All washed up Rover

Hugh Pearman explains why he can’t get worked up about the demise of MG Rover

Cars, for me, are like slightly less interesting versions of washing machines. They are consumer durables, but they demand too much attention. I don’t spend hours watching washing machine programmes on the television or reading reviews of washing machines in the papers. Nobody is going to break into my house to steal my Zanussi. The fact that a new Ferrari can get to 62mph in half a second is actually even duller than washing machine facts because I am never going to buy a Ferrari, whereas I buy washing machines at roughly five-year intervals.

So I can’t get even slightly worked up about the demise of MG Rover. There are probably as many jobs at stake in the UK in Electrolux or Sony as there were in that much-reduced car company. Nor was MG Rover a bellwether of the British economy. Since lots of other car makers, from Nissan to Peugeot, do perfectly well in the UK, the problem was evidently nothing to do with the economy or the Government.

It was all to do with the company. And the company had ceased to innovate the moment it was sold by BMW. It had virtually no money to invest, it could only do increasingly desperate tarting-up exercises on old models.

But brands, of course, are not tied to a particular factory floor in a particular place. If that were the case, then the spiritual home of MG would be Abingdon, not Longbridge. Longbridge is where they used to make Austins. But Austin, like Morris, became a discredited brand name and was dropped like others before it – Wolseley, Riley, Triumph and so forth. Rover had been chosen as a stronger brand name for what had been the British Leyland group.

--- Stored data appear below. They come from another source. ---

PR #9995, opened 2025-12-09
9990 update sync translation and fields for vaccination

### LINKED ISSUE #9990: translate and sync vaccination fields to og msupply

We are working on DHIS2 vaccine aggregated data and we need the data the vaccines data

OG already have some of the vaccination fields, but is missing the ff fields:
- program_enrolment_id
- encounter_id
- given_store_id (what is this field and what difference between the store_id?)

as above. 

### Additional context 💌

og msupply issue https://github.com/msupply-foundation/msupply/issues/17508

### Moneyworks Jobcode 🧰

[DJIGINTN] Djibouti GAVI World Bank Countrywide Expansion Phase 2: Customisations - Integration work (SAGE & DHIS2)

raviSussol:
Fixes #9990 

# 👩🏻‍💻 What does this PR do?
- Added 3 missing fields of vaccination table for OG mSupply
- Added v2.14.0 migration to resync all vaccination records to mSupply

# 🧪 Testing

- [ ] Take a Djibouti and login to the dispensary store.
- [ ] Create a new patient (or just open an existing patient)
- [ ] Goto a Programs tab - add a vaccination program
- [ ] Then add an encounter for that program
- [ ] Give some vaccination and then marked them as visited, this will create vaccination card for that patient
- [ ] Now sync it to the OG mSupply
- [ ] In the mSupply, there's no such interface to show these data. So you have to open the record browser (from the Sussol admin window which you can open from the about mSupply window and click Authorisation).
- [ ] Select `om_vaccination` table from the dropdown and then click query to query specific vaccination.
- [ ] Similarly, select `om_encounter` table from the dropdown to check all encounters for that patient which should be synced from the OMS.

# 📃 Documentation

  1.
  2.

# 📃 Reviewer Checklist

**Breaking Changes**

**Issue Review**

**Tests Pass**
- [ ] Postgres
- [ ] SQLite
- [ ] Frontend


server/repository/src/migrations/v2_14_00/resync_existing_vaccination_records.rs
```diff
@@ -0,0 +1,21 @@
...
+            connection,
+            r#"
+                INSERT INTO changelog (table_name, record_id, row_action, name_link_id)
+                SELECT 'vaccination', id, 'UPSERT', patient_link_id FROM vaccination;
+            "#
+        )?;
+
+        Ok(())
+    }
+}
```
Chris-Petty: @andreievg something for v7 (or sooner?), it'd be good to be able to tell we're on a central server in migrations to avoid remote sites updating change log and resyncing if they don't need to. James explained to me that we just have an Arc Mutex that contains the central server state and only gets that state after first sync authentication, so a bit hard right now. I figure just storing in keystore would be pretty straightforward? I'd generally keep accessing the in memory state though as the state doesn't really change and don't want to make a DB call every time.

Also this would also resync all vaccination records from central to all remote sites (where patient is visible) correct? Not just from OMS central to OG central? Not to mention all remote sites sending to central first given not being able to deduce and avoid that in this migration. Harebrained suggestion is to mingle queue and feed ideas here: add a `destination_site_id: Option<i32>` field that can be used to target a specific site in sync. I.e. on this migration on just the central server, we add change logs with specific intent of only site_id <whatever OG central is> getting them in push. OMS remotes pulling would ignore any records that have a `destination_site_id` that isn't equal to their own ID.

The main user of vaccination features has just half a dozen remote sites with decent connectivity afaik, so will probably cope with this migration at the moment.

server/repository/src/migrations/v2_14_00/resync_existing_vaccination_encounter_records.rs
```diff
@@ -0,0 +1,40 @@
...
+                INSERT INTO changelog (table_name, record_id, row_action, name_link_id, store_id)
+                SELECT 
+                    'encounter',
+                    id,
+                    'UPSERT',
+                    patient_link_id,
+                    store_id
+                FROM encounter;
+            "#
+        )?;
```
Chris-Petty: Thought (I presume thought is even lower request than nit? haha): Doesn't matter but you could do one `sql!` expression with both sql statements in it. Though maybe it's better this way as it'll be completely unambiguous which statement failed!

server/repository/src/migrations/v2_14_00/resync_existing_vaccination_records.rs
Chris-Petty: We could be crazy in this PR and nab something like the code from sync:

https://github.com/msupply-foundation/open-msupply/blob/26247eca2a482543e64608225205ca2c9d2c708e/server/service/src/sync/synchroniser.rs#L168-L170

But if the web request fails, just proceed and run regardless (I think this is the safest most predictable fall back). If the request succeeds then conditionally run based on being the central server or not.

Chris-Petty (approved):
Tested through and works well!

PR #10079, opened 2025-12-17
Stock to date report 

roxy-dao:
Fixes https://github.com/msupply-foundation/open-msupply-reports/issues/323

# 👩🏻‍💻 What does this PR do?
Translation label & allow stock ledger to be filtered by stock properties

# 🧪 Testing

- [ ] Testing through GraphQL

# 📃 Documentation

  1.
  2.

# 📃 Reviewer Checklist

**Breaking Changes**

**Issue Review**

**Tests Pass**
- [ ] Postgres
- [ ] SQLite
- [ ] Frontend

### DIFF
--- a/client/packages/common/src/intl/locales/en/common.json
+++ b/client/packages/common/src/intl/locales/en/common.json
@@ -758,6 +758,7 @@
   "label.asset-notes": "Notes",
   "label.asset-number": "Asset Number",
   "label.asset-properties": "Asset Properties",
+  "label.at": "At",
   "label.atc-category": "ATC category",
   "label.auth-status": "Approval Status",
   "label.authorised-quantity": "Authorised Quantity",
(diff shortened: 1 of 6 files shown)


andreievg (changes requested):
Thanks Roxy,

I am not sure how relevant these changes will be, after this PR review:
https://github.com/msupply-foundation/open-msupply-reports/pull/324#pullrequestreview-3589985678

Although I think the filter is useful for future. Ohh man I wish I was reviewing the PR that added 'connection' to stock line create filtered query, really not fan of it (and there is easy and I think cleaner way to not need it)

We shouldn't be adding any translation for client specific reports (like the one that is dependant on this PR), those translations should just be hard coded in the report.

Happy to approve, without the translation. If you can refactor stock line create filtered query to not need connection passed on, would be even happier to merge : )

PR #10157, opened 2026-01-04
#10065 Fix auto-allocation bug for auto-created shipments

### LINKED ISSUE #10065: Expired stock are getting allocate to Auto generated internal orders
## What went wrong? 😲

When there are multiple expiry dates and multiple pack sizes for an item, they system automatically assign expired stocks to the internal orders.
i.e. I have stocks for paracetamol in different packings. i.e. TABs and Pack size 1, Pack size 10 etc. and these are having different expiry dates.

Expiry threshold dates
Image

Multiple packing /expiry

Image

Auto allocation

Image

## How to Reproduce 🔨

1. Create Stock line with different expiry dates, which are having less days than the expiry threshold dates
2. Create an internal order from different site
3. Create requisition, shipment

Image

## Your environment 🌱

- Open mSupply Version: 2.14.2

- Platform: Chrome

- Database type: PG

CarlosNZ:
Fixes #10065 

# 👩🏻‍💻 What does this PR do?

Turns out it wasn't actually a back-end issue, as the allocation logic for the new shipment lines is still in the front-end. It's just that when I did #10051 I missed this case as the initial values of the auto-created shipments are called separately to when you put the issue amounts in by the user.

I've refactored the `useAllocationContext` to take the expiry threshold value in its `initalise` method, so it's always available to all other methods in the context. Now *all* auto-allocation logic should have the correct value for this threshold.

# 🧪 Testing

- [ ] See steps in issue - confirm that stock within the expiry threshold is not auto-allocated (if pref is on)
- [ ] Confirm that changing the issue quanity yourself (in the UI) still behaves correctly (i.e. respects this threshold)
- [ ] Maybe check a prescription too, to confirm the change applies everywhere?

# 📃 Reviewer Checklist

**Breaking Changes**

**Issue Review**

**Tests Pass**
- [ ] Postgres
- [ ] SQLite
- [ ] Frontend

### DIFF
--- a/client/packages/invoices/src/OutboundShipment/DetailView/OutboundLineEdit/Allocation.tsx
+++ b/client/packages/invoices/src/OutboundShipment/DetailView/OutboundLineEdit/Allocation.tsx
@@ -42,7 +42,12 @@ export const Allocation = ({
 }: AllocationProps) => {
   const t = useTranslation();
   const { format } = useFormatNumber();
-  const { manageVaccinesInDoses, sortByVvmStatusThenExpiry } = usePreferences();
+  const {
+    manageVaccinesInDoses,
+    sortByVvmStatusThenExpiry,
+    expiredStockPreventIssue,
+    expiredStockIssueThreshold,
+  } = usePreferences();
 
   const { initialise, item } = useAllocationContext(({ initialise, item }) => ({
     initialise,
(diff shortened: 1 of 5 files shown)


jmbrunskill (approved):
Nice, I think this a much cleaner...

PR #10161, opened 2026-01-05
9501 plugin versions

### LINKED ISSUE #9501: Plugin Version Management

OMS 2.12 adds new table implementation, so old plugins that add table columns will bork. However, if you update your plugin for 2.12, there is no version management for plugins, so older sites will get the new plugin version, and break 😢

Only solution is to upgrade all sites at once, but this is often not feasible.

Same kind of version handling that we use for reports, should be used for plugins.

Plugin manifests to be updated to have version number, similar to reports, if version number is missing, version number should be 2.16.

Plugins can be installed with whatever version.

When plugin is selected to be server (by backend) check versioning.

I did a rough start on this here: https://github.com/msupply-foundation/open-msupply/commit/ab2e223faafb52d383d9aa63d9814d8cdbb6fc36

## Testing scenario

Remote site 1 = 2.16

Remote site 2 = 2.15

Central = 2.17 (would not be released yet but can be mocked in code)

Central will have a new interface added or existing extended for backend and frontend plugin.

A backend and fronted plugin should exists that works with existing version, and a new version will be added for this plugin that uses the new interface.

Update central with new plugin bundles, make sure they work on remote and central

### Additional context 💌

For reports our versioning strategy is as follows:

* Use latest plugin version
* If plugin version is > current version, exclude this plugin from selection

Patches are not considered when evaluating "plugin version".

There is a use case where we might 'break' api/schema for reports, we deal with this use case by making sure new version exists and is selected correctly when upgrading, for standard reports it's automatic, however for custom reports we need coordination with support to make sure new reports are uploaded before upgrade.

On a similar note, when table API was broken, existing plugins were breaking a lot of demo/training/testing servers. 

So if we implement plugin version that is the same as report, we will have to coordinate mass plugin updates if future versions are broken. Therefore we will make plugin api backwards compatible, making sure to only add optional fields to the interface (with the table API, we should have added a new interface, and deprecate the old one, removing it overtime)

ria8651:
Fixes #9501

# 👩🏻‍💻 What does this PR do?

Adds a plugin version field in the frontend and backend database that gets populated from the plugin manifest. This is used to select plugins based on the app version with the latest compatible version being selected.

# 🧪 Testing

- [ ] Install lots of versions of the same plugin and check the correct version is selected.

# 📃 Documentation

  1.
  2.

# 📃 Reviewer Checklist

**Breaking Changes**

**Issue Review**

**Tests Pass**
- [ ] Postgres
- [ ] SQLite
- [ ] Frontend

### DIFF
--- a/server/service/src/backend_plugin/plugin_provider.rs
+++ b/server/service/src/backend_plugin/plugin_provider.rs
@@ -97,7 +97,11 @@ impl PluginInstance {
         let plugins = PLUGINS.read().unwrap();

Then Rover in turn became a tired brand, so the MG badge was brought back and applied to Rovers. To little effect.

From the consumer’s point of view, the only reason to be aware of such matters is when it saves you money. The man in my local TV shop, for instance, because he repairs TVs as well as sells them, knows when Brand X is identical to Brand Y, but merely packaged with a different name. He presents you with a simple choice: do you want to buy the premium brand, or do you want to buy the identical piece of kit (and it really is identical) for rather less money? It’s a no-brainer for me. But – such is the power of brands, we are told – most people would rather pay more for a particular name.

But this loyalty only goes so far. The brand values attached to the Rover and MG names may have been stronger than Austin at the outset, but they quickly weakened. An ageing product line will never keep its customers, whatever the name. If BMW stopped producing new models, it would quickly go the same way.

But there is one way in which car brand names do better than their equivalents in white goods. For some reason, they are evocative. People don’t go all misty-eyed about vanished breeds of vacuum cleaner, but bring up a name like Alvis or Jowett in the company of petrolheads, and you’re in for an evening of full-on automotive nostalgia.

This is why Rover and MG and all those other names will never quite die.